=== Task objective ===
Which lines mention "created"? Show each one from the listing.

=== Data to examine ===

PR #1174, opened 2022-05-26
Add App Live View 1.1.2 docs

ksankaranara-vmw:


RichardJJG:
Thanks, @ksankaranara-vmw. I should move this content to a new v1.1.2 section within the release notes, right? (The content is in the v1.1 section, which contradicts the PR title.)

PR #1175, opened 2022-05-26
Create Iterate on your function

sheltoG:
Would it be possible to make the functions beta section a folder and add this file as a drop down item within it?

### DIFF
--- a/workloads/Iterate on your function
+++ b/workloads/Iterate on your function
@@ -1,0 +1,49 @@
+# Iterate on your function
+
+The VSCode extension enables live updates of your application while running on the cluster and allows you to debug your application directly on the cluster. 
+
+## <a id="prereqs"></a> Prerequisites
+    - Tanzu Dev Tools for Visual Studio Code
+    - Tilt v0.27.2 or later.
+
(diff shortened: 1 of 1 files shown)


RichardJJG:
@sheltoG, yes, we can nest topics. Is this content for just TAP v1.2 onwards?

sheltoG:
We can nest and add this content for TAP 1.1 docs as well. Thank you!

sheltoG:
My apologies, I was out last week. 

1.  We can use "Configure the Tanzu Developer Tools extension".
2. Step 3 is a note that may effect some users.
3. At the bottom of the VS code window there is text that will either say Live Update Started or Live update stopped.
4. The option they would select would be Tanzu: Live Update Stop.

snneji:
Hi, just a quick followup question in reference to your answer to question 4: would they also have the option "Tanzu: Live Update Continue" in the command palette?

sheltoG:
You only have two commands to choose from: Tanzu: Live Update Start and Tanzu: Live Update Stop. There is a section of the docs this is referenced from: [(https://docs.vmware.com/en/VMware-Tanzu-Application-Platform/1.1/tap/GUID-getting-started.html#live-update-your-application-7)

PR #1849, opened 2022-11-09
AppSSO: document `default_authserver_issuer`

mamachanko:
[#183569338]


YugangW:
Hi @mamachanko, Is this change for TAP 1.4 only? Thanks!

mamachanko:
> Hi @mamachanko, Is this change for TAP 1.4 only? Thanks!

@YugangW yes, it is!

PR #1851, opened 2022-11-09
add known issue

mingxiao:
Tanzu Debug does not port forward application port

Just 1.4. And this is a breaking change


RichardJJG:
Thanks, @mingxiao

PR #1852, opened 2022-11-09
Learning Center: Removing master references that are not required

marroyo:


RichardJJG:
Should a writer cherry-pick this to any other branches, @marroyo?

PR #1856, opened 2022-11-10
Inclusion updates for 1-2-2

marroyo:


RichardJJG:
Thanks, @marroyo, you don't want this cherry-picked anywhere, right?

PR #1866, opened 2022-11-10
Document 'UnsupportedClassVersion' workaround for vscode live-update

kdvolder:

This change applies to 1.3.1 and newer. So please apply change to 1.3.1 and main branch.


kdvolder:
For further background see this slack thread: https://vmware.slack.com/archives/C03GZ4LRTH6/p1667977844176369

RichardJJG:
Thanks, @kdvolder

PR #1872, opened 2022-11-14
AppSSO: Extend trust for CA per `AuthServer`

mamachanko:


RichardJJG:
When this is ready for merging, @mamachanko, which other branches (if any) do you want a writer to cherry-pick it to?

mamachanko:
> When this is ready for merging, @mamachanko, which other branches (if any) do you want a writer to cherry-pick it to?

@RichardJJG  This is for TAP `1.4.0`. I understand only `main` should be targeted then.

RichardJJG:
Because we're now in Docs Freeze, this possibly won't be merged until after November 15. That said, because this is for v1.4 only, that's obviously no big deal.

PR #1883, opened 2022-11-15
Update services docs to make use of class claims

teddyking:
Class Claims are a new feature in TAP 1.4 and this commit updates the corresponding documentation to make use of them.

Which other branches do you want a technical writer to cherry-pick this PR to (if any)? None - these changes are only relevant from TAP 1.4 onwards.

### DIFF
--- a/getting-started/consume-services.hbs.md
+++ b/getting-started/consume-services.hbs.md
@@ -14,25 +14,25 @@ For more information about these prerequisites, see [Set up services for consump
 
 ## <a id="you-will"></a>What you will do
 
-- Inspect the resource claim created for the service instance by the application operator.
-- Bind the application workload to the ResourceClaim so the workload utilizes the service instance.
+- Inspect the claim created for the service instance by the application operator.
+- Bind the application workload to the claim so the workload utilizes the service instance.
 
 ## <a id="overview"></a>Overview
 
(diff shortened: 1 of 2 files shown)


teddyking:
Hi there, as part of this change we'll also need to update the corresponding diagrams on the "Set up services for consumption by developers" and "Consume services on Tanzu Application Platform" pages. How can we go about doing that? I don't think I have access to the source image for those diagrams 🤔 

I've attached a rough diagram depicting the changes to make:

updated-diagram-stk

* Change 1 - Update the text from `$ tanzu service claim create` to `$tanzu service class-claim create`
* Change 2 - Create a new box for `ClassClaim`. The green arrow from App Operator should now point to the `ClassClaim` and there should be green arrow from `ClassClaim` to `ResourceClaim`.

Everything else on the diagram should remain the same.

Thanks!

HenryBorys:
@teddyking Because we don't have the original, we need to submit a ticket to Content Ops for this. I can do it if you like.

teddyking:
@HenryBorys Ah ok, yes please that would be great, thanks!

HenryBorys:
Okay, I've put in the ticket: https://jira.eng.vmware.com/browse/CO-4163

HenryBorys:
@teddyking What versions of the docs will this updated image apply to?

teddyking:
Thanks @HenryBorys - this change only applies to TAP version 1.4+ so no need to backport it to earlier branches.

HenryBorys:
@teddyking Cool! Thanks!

=== Response ===
-- Inspect the resource claim created for the service instance by the application operator.
+- Inspect the claim created for the service instance by the application operator.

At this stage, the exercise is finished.